── PROVIDED RECORDS ──
PR #2238, opened 2017-12-13
CORDA-716 Inline testNodeConfiguration

andr3ej:
shouldn't be api, and only MockNode needs most of the fields

### DIFF
--- a/testing/node-driver/src/main/kotlin/net/corda/testing/node/NodeTestUtils.kt
+++ b/testing/node-driver/src/main/kotlin/net/corda/testing/node/NodeTestUtils.kt
@@ -2,8 +2,6 @@
 
 package net.corda.testing.node
 
-import com.nhaarman.mockito_kotlin.doReturn
-import com.nhaarman.mockito_kotlin.whenever
 import net.corda.core.context.Actor
 import net.corda.core.context.AuthServiceId
 import net.corda.core.context.InvocationContext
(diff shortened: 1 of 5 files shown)


testing/node-driver/src/main/kotlin/net/corda/testing/node/NodeTestUtils.kt
```diff
@@ -48,31 +38,6 @@ fun ServiceHub.transaction(
...
-        myLegalName: CordaX500Name): NodeConfiguration {
-    abstract class MockableNodeConfiguration : NodeConfiguration // Otherwise Mockito is defeated by val getters.
-    return rigorousMock<MockableNodeConfiguration>().also {
-        doReturn(baseDirectory).whenever(it).baseDirectory
-        doReturn(myLegalName).whenever(it).myLegalName
-        doReturn("cordacadevpass").whenever(it).keyStorePassword
-        doReturn("trustpass").whenever(it).trustStorePassword
-        doReturn(emptyList<User>()).whenever(it).rpcUsers
-        doReturn(null).whenever(it).notary
-        doReturn(makeTestDataSourceProperties(myLegalName.organisation)).whenever(it).dataSourceProperties
```
andr3ej: only MockNode actually needs dataSourceProperties, and it configures its own! so this line is gone now

PR #2239, opened 2017-12-13
CORDA-353 Large Attachments

cburlinchon:
Two changes in this PR to allow importing large attachments(larger than jvm heap size).
1. NodeAttachmentService streams attachment into db whilst calculating the hash. Once we have inserted we check db contains said hash.
2. RPC now checks if we are sending or receiving a stream, if so, we make use of artemis' large message support and stream to a temp file.


mikehearn:
This PR has no reviewers assigned. Please assign some or close it until it's ready.

node-api/src/main/kotlin/net/corda/nodeapi/RPCApi.kt
```diff
@@ -144,12 +154,11 @@ object RPCApi {
                     RPCApi.ClientToServer.Tag.RPC_REQUEST -> RpcRequest(
                             clientAddress = MessageUtil.getJMSReplyTo(message),
                             methodName = message.getStringProperty(METHOD_NAME_FIELD_NAME),
-                            serialisedArguments = message.getBodyAsByteArray(),
+                            serialisedArguments = if (message.isLargeMessage) kotlin.ByteArray(0) else message.getBodyAsByteArray(),
```
exFalso: instead of doing this i'd suggest defining something like this:
```kotlin
sealed class RpcRequestPayload {
  data class Regular(val serialisedArguments: ByteArray) : RpcRequestPayload()
  data class Streamed(val stream: InputStream) : RpcRequestPayload()
}
```
replace both `serialisedArguments` and `bodyInputStream` with one of the above and use `when` to decide what to do. This way there is no ambiguity and no need for the empty bytarray

node-api/src/main/kotlin/net/corda/nodeapi/RPCApi.kt
```diff
@@ -211,7 +220,15 @@ object RPCApi {
                     RPCApi.ServerToClient.Tag.RPC_REPLY -> {
                         val id = message.invocationId(RPC_ID_FIELD_NAME, RPC_ID_TIMESTAMP_FIELD_NAME) ?: throw IllegalStateException("Cannot parse invocation id from client message.")
                         val poolWithIdContext = context.withProperty(RpcRequestOrObservableIdKey, id)
-                        RpcReply(id, message.getBodyAsByteArray().deserialize(context = poolWithIdContext))
+
+                        if(message.isLargeMessage) {
+                            val tempFile = Files.createTempFile("pre", null).toFile()
```
exFalso: I'm wary of this leaking files. `deleteOnExit` may or may not be called depending on how the jvm terminates and whether the file is being streamed to at the time of shutdown. Furthermore if we delay the deletion until jvm shutdown the client will just keep creating new files while it's running
Two alternatives:
- I wonder whether we can pipe the stream to the user instead? iirc this requires another modification in artemis as the stream is aborted when the handler finishes. Hmm, perhaps not now
- Stream to a file but create a wrapper around the returned `FileInputStream` so that the file is cleaned up once the stream finishes or the wrapper is finalised.

node/src/integration-test/kotlin/net/corda/node/services/persistence/NodeAttachmentServiceTest.kt
```diff
@@ -0,0 +1,47 @@
...
+import java.io.FileOutputStream
+import java.util.concurrent.CompletableFuture.supplyAsync
+import java.util.zip.Deflater
+import java.util.zip.ZipEntry
+import java.util.zip.ZipOutputStream
+
+class NodeAttachmentServiceTest {
+
+    private fun largeAttachment(): File {
+        val file = File.createTempFile("NodeAttachmentServiceTest", null)
```
exFalso: use `@Rule` and `TemporaryFolder` instead

node/src/integration-test/kotlin/net/corda/node/services/persistence/NodeAttachmentServiceTest.kt
```diff
@@ -0,0 +1,47 @@
...
+        return file
+    }
+
+    @Test
+    fun `import large attachment`() {
+        driver {
+            val node = startNode(rpcUsers = listOf(User("A", "A", setOf("InvokeRpc.uploadAttachment"))), maximumHeapSize = "512m").get()
+            val senderThread = supplyAsync {
+                node.rpcClientToNode().start("A", "A").use {
+                    it.proxy.uploadAttachment(FileInputStream(largeAttachment()))
```
exFalso: Actually scratch that, use `RepeatingBytesInputStream` instead of a file. Then do a roundtrip stream through the node and check whether the returned bytes are the same.

Please also add a test that does this several times in parallel

node/src/main/kotlin/net/corda/node/services/messaging/RPCServer.kt
```diff
@@ -273,22 +276,37 @@ class RPCServer(
...
                 context.invocation.pushToLoggingContext()
-                when (arguments) {
-                    is Try.Success -> {
-                        rpcExecutor!!.submit {
-                            val result = invokeRpc(context, clientToServer.methodName, arguments.value)
-                            sendReply(clientToServer.replyId, clientToServer.clientAddress, result)
-                        }
+
+                if(artemisMessage.isLargeMessage) {
+                    val tempFile = Files.createTempFile("pre", null).toFile()
```
exFalso: Same thing applies as before, except in this case we *can* hand over the stream to the RPC handler without modifying artemis as the rpc is run within the message handler. So we don't need any intermediate fs buffering

node/src/main/kotlin/net/corda/node/services/persistence/NodeAttachmentService.kt
```diff
@@ -173,12 +180,20 @@ class NodeAttachmentService(metrics: MetricRegistry) : AttachmentStorage, Single
...
+        val session = currentDBSession()
+        val criteriaBuilder = session.criteriaBuilder
+        val criteriaQuery = criteriaBuilder.createQuery(DBAttachment::class.java)
+        val root = criteriaQuery.from(DBAttachment::class.java)
+        criteriaQuery.select(root)
+        criteriaQuery.where(criteriaBuilder.equal(root.get<String>(DBAttachment::contentHash.name), contentHash.toString()))
+        val query = session.createQuery(criteriaQuery)
+        return if (query.resultList.size > 0) {
+            val bytes = query.resultList.first().content.binaryStream.readBytes()
+            AttachmentImpl(contentHash, { bytes }, checkAttachmentsOnLoad)
```
exFalso: This reads everything into memory again... is this correct? Can verify by doing the roundtrip test

node/src/main/kotlin/net/corda/node/services/persistence/NodeAttachmentService.kt
```diff
@@ -189,45 +204,46 @@ class NodeAttachmentService(metrics: MetricRegistry) : AttachmentStorage, Single
...
+        val contentHash = SecureHash.SHA256(hs.hash().asBytes())
+        val rereadAttachment = session.get(DBAttachment::class.java, id)
+
+        if (hasAttachment(contentHash)) {
+            session.delete(rereadAttachment)
+            throw java.nio.file.FileAlreadyExistsException(contentHash.toString())
         } else {
-            throw java.nio.file.FileAlreadyExistsException(id.toString())
+            checkIsAValidJAR(rereadAttachment.content.binaryStream)
+            rereadAttachment.contentHash = contentHash.toString()
```
exFalso: This is racy.. is it fine if we end up with duplicates?

exFalso (changes requested):
Couple of things

node-api/src/main/kotlin/net/corda/nodeapi/RPCApi.kt
jamesbr3: Couple of things worth mentioning about temp-file creation. The general recommendation is to:
* Never create temp files in a shared directory (i.e. somewhere that other users on the system may have access to)
* Aim to create & open temp file as an atomic operation
* Always use 'secure' random filename - i.e. that isn't guessable by an attacker. I *think* Files.createTempFile will do this automatically in Java (6+???), but not sure otoh

The aim is to avoid TOCTOU (time-of-creation, time-of-use) attacks - i.e. a race-condition where there is a small time window between file creation, and the point where you open the file for what you hope is exclusive write-access.

I'd advise double-checking where this temp-file is going to be created. And double-check the permissions on the directory to make sure it's only the corda-node user that has access.

Is Files.createTempFile.toFile() atomic? Is File.createTempFile preferable because it (I assume) keeps the file open as it returns thje File object back to you?

PR #2242, opened 2017-12-13
CORDA-833: SignedNodeInfo object for holding a signature for each identity in a NodeInfo

shamsasari:
This forms part of the network map.


node/src/main/kotlin/net/corda/node/services/network/NetworkMapClient.kt
```diff
@@ -133,9 +129,9 @@ class NetworkMapUpdater(private val networkMapCache: NetworkMapCacheInternal,
                         // Download new node info from network map
                         try {
                             networkMapClient.getNodeInfo(it)
-                        } catch (t: Throwable) {
+                        } catch (e: Exception) {
```
rnicoll: YES!

Sorry I have a think about catching `Throwable`, always excited to see us move away from doing so.

node/src/test/kotlin/net/corda/node/services/network/NetworkMapUpdaterTest.kt
```diff
@@ -1,233 +1,214 @@
...
 
         updater.subscribeToNetworkMap()
         scheduler.advanceTimeBy(10, TimeUnit.SECONDS)
         // TODO: Remove sleep in unit test.
-        Thread.sleep(200)
+        Thread.sleep(2L * cacheExpiryMs)
 
         // 4 node info from network map, and 1 from file.
-        assertEquals(4, nodeInfoMap.size)
+        assertThat(nodeInfoMap).hasSize(4)
```
rnicoll: As we making a conscious decision to move to `assertThat` over `assertEquals`?

shamsasari: In this particular case `hasSize` will give more a informative error msg, i.e. what's in the list.

PR #2245, opened 2017-12-13
Clarifies that only the first two tutorials are related and form a sequence.

joeldudleyr3:


docs/source/tutorials-index.rst
```diff
@@ -1,11 +1,22 @@
...
+The Hello, World tutorials should be followed in sequence and show how to build a complete CorDapp.
+
 .. toctree::
    :maxdepth: 1
 
    hello-world-introduction
    tut-two-party-introduction
+
+The remaining tutorials cover individual platform features in isolation. They are not related to one another or to the
+Hello, World tutorials.
```
anthonykr3: Some are related, i.e. contracts + contract tests, flows + flow tests (I think) - would the second sentence be better as something like "They don't depend on the code from the hello world tutorials, and can be done in any order"

docs/source/tutorials-index.rst
```diff
@@ -1,11 +1,22 @@
 Tutorials
 =========
 
+This section is split into two parts.
+
+The Hello, World tutorials should be followed in sequence and show how to build a complete CorDapp.
```
anthonykr3: worth mentioning it being based on the example-corda-app?

PR #2249, opened 2017-12-13
Renamed TestIdentity.key to keyPair and pubkey to publicKey

shamsasari:


testing/test-utils/src/main/kotlin/net/corda/testing/CoreTestUtils.kt
```diff
@@ -81,7 +83,7 @@ fun freePort(): Int = freePortCounter.getAndAccumulate(0) { prev, _ -> 30000 + (
  */
 fun getFreeLocalPorts(hostName: String, numberToAlloc: Int): List<NetworkHostAndPort> {
     val freePort = freePortCounter.getAndAccumulate(0) { prev, _ -> 30000 + (prev - 30000 + numberToAlloc) % 10000 }
-    return (freePort..freePort + numberToAlloc - 1).map { NetworkHostAndPort(hostName, it) }
+    return (freePort until freePort + numberToAlloc).map { NetworkHostAndPort(hostName, it) }
```
andr3ej: since you're here, can you make it ``0 until numberToAlloc`` and ``freePort + it``?

shamsasari:
Not sure who else to add, it's a pretty trivial change.

shamsasari:
@corda/core

testing/test-utils/src/main/kotlin/net/corda/testing/CoreTestUtils.kt
```diff
@@ -117,11 +119,11 @@ fun getTestPartyAndCertificate(name: CordaX500Name, publicKey: PublicKey): Party
 }
 
 class TestIdentity @JvmOverloads constructor(val name: CordaX500Name, entropy: Long? = null) {
-    val key = if (entropy != null) entropyToKeyPair(BigInteger.valueOf(entropy)) else generateKeyPair()
-    val pubkey get() = key.public!!
-    val party = Party(name, pubkey)
-    val identity by lazy { getTestPartyAndCertificate(party) } // Often not needed.
-    fun ref(vararg bytes: Byte) = party.ref(*bytes)
+    val keyPair: KeyPair = if (entropy != null) entropyToKeyPair(BigInteger.valueOf(entropy)) else generateKeyPair()
```
mnesbit: Shouldn't this be by lazy?

andr3ej: the usual use-case is to associate a keypair or pubkey with a name, so no

shamsasari: I don't think so, because it's used by `publicKey` which is used quite a bit.

kchalkias:
there might some other `KEY` cases that should be renamed to `KEYPAIR`

core/src/test/kotlin/net/corda/core/serialization/TransactionSerializationTests.kt
```diff
@@ -25,9 +25,9 @@ class TransactionSerializationTests {
         val megaCorp = TestIdentity(CordaX500Name("MegaCorp", "London", "GB"))
         val MINI_CORP = TestIdentity(CordaX500Name("MiniCorp", "London", "GB")).party
         val DUMMY_NOTARY get() = dummyNotary.party
-        val DUMMY_NOTARY_KEY get() = dummyNotary.key
+        val DUMMY_NOTARY_KEY get() = dummyNotary.keyPair
```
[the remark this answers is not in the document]
andr3ej: these names only exist to keep the diff at a reviewable size when i introduced TestIdentity, ideally they should be inlined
───
◆ **WHAT YOU SHOULD DO**
The answer must be exactly the lines from the one containing "[the remark this" through the final line of the data, both ends included, and nothing else.

◆ **RESPONSE BELOW**
[the remark this answers is not in the document]
andr3ej: these names only exist to keep the diff at a reviewable size when i introduced TestIdentity, ideally they should be inlined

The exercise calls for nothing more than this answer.